== Segment start ==

PR #543, opened 2020-11-03
Add 'scraping one day' condition in LinksSpider

### LINKED ISSUE #412: Change LinksSpider to error if the next link isn't found on the first page

aguilerapy:
closes #412

### DIFF
--- a/kingfisher_scrapy/base_spider.py
+++ b/kingfisher_scrapy/base_spider.py
@@ -73,6 +73,12 @@ class BaseSpider(scrapy.Spider):
         if self.query_string_parameters and hasattr(self, 'start_requests'):
             self.start_requests = add_query_string(self.start_requests, self.query_string_parameters)
 
+        self.filter_arguments = {
+            'from_date': from_date,
+            'until_date': until_date,
+        }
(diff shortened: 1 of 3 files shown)


kingfisher_scrapy/base_spider.py
```diff
@@ -444,6 +444,9 @@ def next_link(self, response, **kwargs):
         if url:
             return self.build_request(url, formatter=self.next_page_formatter, **kwargs)
 
+        if self.from_date and self.until_date and (self.until_date - self.from_date).days <= 1:
```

== Segment end ==

* **TASK DETAILS**: Copy exactly. The range runs from the line containing "Add 'scraping one" through the last line of the data.

* **RESULT BELOW**:
Add 'scraping one day' condition in LinksSpider

### LINKED ISSUE #412: Change LinksSpider to error if the next link isn't found on the first page

aguilerapy:
closes #412

### DIFF
--- a/kingfisher_scrapy/base_spider.py
+++ b/kingfisher_scrapy/base_spider.py
@@ -73,6 +73,12 @@ class BaseSpider(scrapy.Spider):
         if self.query_string_parameters and hasattr(self, 'start_requests'):
             self.start_requests = add_query_string(self.start_requests, self.query_string_parameters)
 
+        self.filter_arguments = {
+            'from_date': from_date,
+            'until_date': until_date,
+        }
(diff shortened: 1 of 3 files shown)


kingfisher_scrapy/base_spider.py
```diff
@@ -444,6 +444,9 @@ def next_link(self, response, **kwargs):
         if url:
             return self.build_request(url, formatter=self.next_page_formatter, **kwargs)
 
+        if self.from_date and self.until_date and (self.until_date - self.from_date).days <= 1:
```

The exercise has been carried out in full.